“Utah judge at rape sentencing: Ex-Mormon bishop a ‘good man'”

“Utah judge at rape sentencing: Ex-Mormon bishop a ‘good man'” 2017-04-20T11:57:21-06:00

 

4th district courthouse, Provo
The seat of the Fourth District Court in Provo  (Wikimedia Commons)

 

This story generated a bit of national controversy, and understandably so:

 

http://abcnews.go.com/US/wireStory/utah-judge-rape-sentencing-mormon-bishop-good-man-46804715

 

See also:

 

“Judge Who Called Convicted Rapist a ‘Good Man’ Likely Won’t Face Punishment”

 

The judge’s comment is the sort of remark that, viewed from one angle — and especially when viewed by people seeking a cause for indignation or looking for a weapon to use in a larger war — was sure to stir up trouble:

 

Rape is obviously not the act of a good man.

 

But can good men do bad things?  Can a good person act terribly?  Yes.  Sadly, it happens all the time.  And, despite the photograph accompanying the article to which I link above, which makes him look supremely smug and self-satisfied, there is apparently considerable strong evidence for good things in and about this man.

 

It’s transparently clear to me what Judge Low’s point was.  Those who are going after him seem to me, in many ways, to be seeking to make him an offender for a word.  It’s almost as if they’re deliberately trying to misunderstand his comment.

 

To me, one of the most fascinating aspects of the Mountain Meadows Massacre is that that horror was perpetrated by ordinary, decent people who were, if anything, unusually good and well-intentioned on most occasions and under typical circumstances.  Had they simply been thugs by nature, bad and violent people, what happened there in southern Utah wouldn’t be so stunning and so baffling.

 

Likewise, people who aren’t very good can sometimes rise to heroic virtue.  Oskar Schindler seems to have been a spectacular example of this.  Thomas Becket may have been another, in a rather different way — more like the ex-slaver-turned-abolitionist John Newton.

 

We shouldn’t be surprised at this, really, as we’re all a mixture of good and bad, susceptible to inspiration and prone to temptation.

 

None of this is to minimize the terrible crime of rape or sexual molestation — though I write in full awareness of the fact that some of my critics will want, if they can, to portray me as doing so.  None of it is to suggest that this man shouldn’t be severely punished for the crime of which a jury convicted him.

 

But I’m not surprised at what this judge said, even if I recognize how naïve and unwise he may have been to say it.  What he said was absolutely true.  And it should not be forgotten that he both described Vallejo’s apparent crime as a “bad thing” and set the stage for a very tough criminal sentence.  In no way did he excuse the crime or brush the offense aside.

 

It would be easier for us to believe that criminals are utterly different from us, a distinct species.  But they’re not.  That was surely one of the principal points of Hannah Arendt’s classic 1963 book Eichmann in Jerusalem: A Report on the Banality of Evil.

 

In his The Gulag Archipelago 1918-1956, the great Russian writer Aleksandr Solzhenitsyn makes my point with powerful eloquence:

“If only there were evil people somewhere insidiously committing evil deeds, and it were necessary only to separate them from the rest of us and destroy them.

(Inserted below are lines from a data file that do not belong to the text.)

PR #1602, opened 2023-01-26
feat: Integrate safe react components

yagopv:
## What it solves

Resolves https://github.com/safe-global/safe-react-components/issues/198

## How this PR fixes it
We are removing the theme files, fonts and `EthHashInfo` and `ExplorerButton` components from the web-core project and migrating them to a shared library.

This PR integrates the `safe-react-components` v2 implementing these changes


src/components/common/EthHashInfo/index.tsx
```diff
@@ -1,104 +1,23 @@
...
 
 const PrefixedEthHashInfo = ({
   showName = true,
   ...props
 }: EthHashInfoProps & { showName?: boolean }): ReactElement => {
   const settings = useAppSelector(selectSettings)
-  const currentChainId = useChainId()
-  const chain = useAppSelector((state) => selectChainById(state, props.chainId || currentChainId))
+  const currentChain = useCurrentChain()
+  const chain = useAppSelector((state) => selectChainById(state, props.chainId || currentChain?.chainId || ''))
```
iamacook, line 18: We should fall back to `useChainId` as it returns a default chain.

src/pages/_app.tsx
```diff
@@ -57,14 +59,19 @@ const InitApp = (): null => {
...
+  const themeMode = isDarkMode ? 'dark' : 'light'
 
   return (
-    <ThemeProvider theme={theme}>
-      <Sentry.ErrorBoundary showDialog fallback={ErrorBoundary}>
-        {children}
-      </Sentry.ErrorBoundary>
-    </ThemeProvider>
+    <SafeThemeProvider mode={themeMode}>
+      {(safeTheme: Theme) => (
```
iamacook, line 67: Question: why are we returning a provier and not a theme intitiation hook as we have in `web-core`? The dark mode hooks would likely benefit from existing in SRC as well, no?

iamacook (commented):
Great work! For consistency sake, I would suggest keeping the `lightPalette` name instead of renaming it.

yagopv:
> Great work! For consistency sake, I would suggest keeping the `lightPalette` name instead of renaming it.

You mean the `lightPalette as palette` in several files? Yeah i can do it

src/components/common/EthHashInfo/index.tsx
iamacook: I'd keep the logic as before but call `getBlockExplorerLink` with `chain`.

yagopv: aaah :D

yagopv: make sense no doubt 😂

yagopv: done

src/pages/_app.tsx
yagopv: well, we are [exporting one indeed](https://github.com/safe-global/safe-react-components/blob/7b8929d497003d5905ec732485499b43ce8d80b1/src/hooks/useThemeMode.ts#L1-L36). We export the `createSafeTheme` as well but the `SafeThemeProvider` is convenient because creates it for you using the theme mode and return it in the render prop fn.

I'm using the hook you have instead of the exported one because there are custom work there setting the `data-theme`

katspaugh:
`colors.ts` was used in the `css-vars.ts` script (and the corresponding command in package.json) to generate CSS variables from the theme. Needs to be adjusted accordingly.

src/pages/_app.tsx
yagopv: The provider is convenient due [this bug](https://github.com/mui/material-ui/issues/32806) (I added a new comment with our specific case). So it returns the children wrapping the `ThemeProvider` necessary for the components in the library to have access to the theme.

yagopv:
> `colors.ts` was used in the `css-vars.ts` script (and the corresponding command in package.json) to generate CSS variables from the theme. Needs to be adjusted accordingly.

yep i did it, is working i think

scripts/css-vars.ts
```diff
@@ -1,7 +1,7 @@
-import palette from '../src/styles/colors.js'
-import darkPalette from '../src/styles/colors-dark.js'
+import reactComponents from '@safe-global/safe-react-components'
 import spacings from '../src/styles/spacings.js'
 
+const { lightPalette: palette, darkPalette } = reactComponents
```
iamacook, line 4: Nit: can we change this to be `lightPalette` as well?

iamacook (approved):

scripts/css-vars.ts
yagopv: changed! thanks

dasanra (approved):

katspaugh (changes requested):
Looks like there's a visual regression in the EthHashInfo:

On this branch:
Screenshot 2023-02-03 at 07 30 59

On prod:
Screenshot 2023-02-03 at 07 32 21

yagopv:
> Looks like there's a visual regression in the EthHashInfo:

Ok I see, there is some 2.3em! important! width and heights not being applied in the lib. Will take a look

yagopv:
> Looks like there's a visual regression in the EthHashInfo:

@katspaugh the issue is fixed

katspaugh (approved):

liliya-soroka:
Verified

PR #1604, opened 2023-01-26
fix: migrate/sanitise legacy owner format

### LINKED ISSUE #1603: SAFE GLOBAL UI ALWAYS CRASHES
## Bug description
Whenever I click on the arrow to display different addresses, the app crashes.  

- Red rectangle points the button i am referring to, address blurred for privacy:
Screenshot 2023-01-26 at 16 10 19

- Error screen seen afterwards:
Screenshot 2023-01-26 at 15 55 47

- Console log:
Screenshot 2023-01-26 at 16 14 03

## Environment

But the line dividing good and evil cuts through the heart of every human being. And who is willing to destroy a piece of his own heart?
“During the life of any heart this line keeps changing place; sometimes it is squeezed one way by exuberant evil and sometimes it shifts to allow enough space for good to flourish. One and the same human being is, at various ages, under various circumstances, a totally different human being. At times he is close to being a devil, at times to sainthood. But his name doesn’t change, and to that name we ascribe the whole lot, good and evil.”